Mrs Fearns said: “Pre-school children have not been banned from the nativity but we have moved the time so that if children attend pre- school it may reduce the number of them attending our service.

“The reasons are so that background noise is reduced so that our children who have worked hard on their 2 minutes of fame in our service can be heard and so that the environment can be calm and quiet in order to promote a spiritual feeling.

“This was not the case for our recent harvest festival - when our guest of a Salvation Army Officer was drowned out by some of the pre-schoolers attending.
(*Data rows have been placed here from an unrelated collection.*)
PR #809, opened 2023-08-22
fetch-configlet: support more platforms

ee7:
Allow `fetch-configlet` to:

- download the existing riscv64 Linux asset
- support future assets for e.g. FreeBSD/NetBSD/OpenBSD
- support low-priority, but theoretically possible future assets for powerpc/powerpc64/powerpc64le/sparc64/etc

---

Working towards my suggestion in https://github.com/exercism/configlet/pull/805:

>I think we shouldn't hardcode the available binaries in the fetch scripts. Instead, we should try to download the configlet release for the user's machine, and error if the asset does not exist. Then we can add assets to the configlet releases without updating the fetch scripts on every track. That'll also make the fetch script support riscv64 Linux.

### DIFF
--- a/scripts/fetch-configlet
+++ b/scripts/fetch-configlet
@@ -22,13 +22,15 @@ get_download_url() {
   local os="$1"
   local ext="$2"
   local latest='https://api.github.com/repos/exercism/configlet/releases/latest'
+  local unamem
+  unamem="$(uname -m)"
   local arch
-  case "$(uname -m)" in
-    aarch64|arm64) arch='arm64'  ;;
-    x86_64)        arch='x86-64' ;;
-    *686*)         arch='i386'   ;;
-    *386*)         arch='i386'   ;;
-    *)             arch='x86-64' ;;
+  case "${unamem}" in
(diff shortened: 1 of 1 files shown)


scripts/fetch-configlet
```diff
@@ -22,12 +22,18 @@ get_download_url() {
...
+  unamem="$(uname -m)"
   local arch
-  case "$(uname -m)" in
-    x86_64) arch='x86-64' ;;
-    *686*)  arch='i386'   ;;
-    *386*)  arch='i386'   ;;
-    *)      arch='x86-64' ;;
+  case "${unamem}" in
+    aarch64|arm64) arch='arm64'       ;;
+    x86_64)        arch='x86-64'      ;;
```
ee7, line 30:
```suggestion
    aarch64|arm64) arch='arm64'       ;;
    arm*)          arch='arm'         ;;
    x86_64)        arch='x86-64'      ;;
```

Maybe.

ErikSchierboom (approved):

“If some parents will not take responsibility for their own children then I have to take steps to try and improve things for the majority as best I can.

“This decision was not taken lightly as we base our ethos on a family setting.”

Pupils at the school support the nativity time switch after they took part in the interrupted harvest festival.

Harvey Pyer, nine, said “I was disappointed because I had worked really hard to learn my lines and then I couldn't be heard.”

Elise Phillips,10, said “It would have been better if the parents had taken them out, but they didn't and they just ended up banging about at the back of the church.”

The nativity service starts at St Mary's Church on December 15 at 10.30am. Anyone who wants to attend will not be admitted before 10.25am.

In the last few years innocent Christmas celebrations have hit the national and regional headlines over rows of political correctness, banning cameras and stopping under 18s attending.

In December 2002 Homefield First School in Bradwell, near Great Yarmouth, sparked controversy after it banned cameras from its nativity play over child protection issues. The following year it ditched its nativity show for parents for a carol service.

In 2006 Knowland Grove Community School in Norwich decided to replace its traditional nativity with a multi cultural themed performance.

Last year King's Ford Infant School in Colchester, Essex, banned all under 18-year-olds from an evening nativity performance to stop pupils being distracted on stage.

And in 2008 a Nottingham junior school postponed its Christmas pantomime to make way for a celebration of the Muslin festival of Eid.

In 2005 a school in Harrow, north London scrapped its nativity for a festival of light seasonal celebration to recognise four major faiths.

The Red Cross banned Christmas nativity decorations from its UK charity shops in case they offended customers of other faiths in 2003.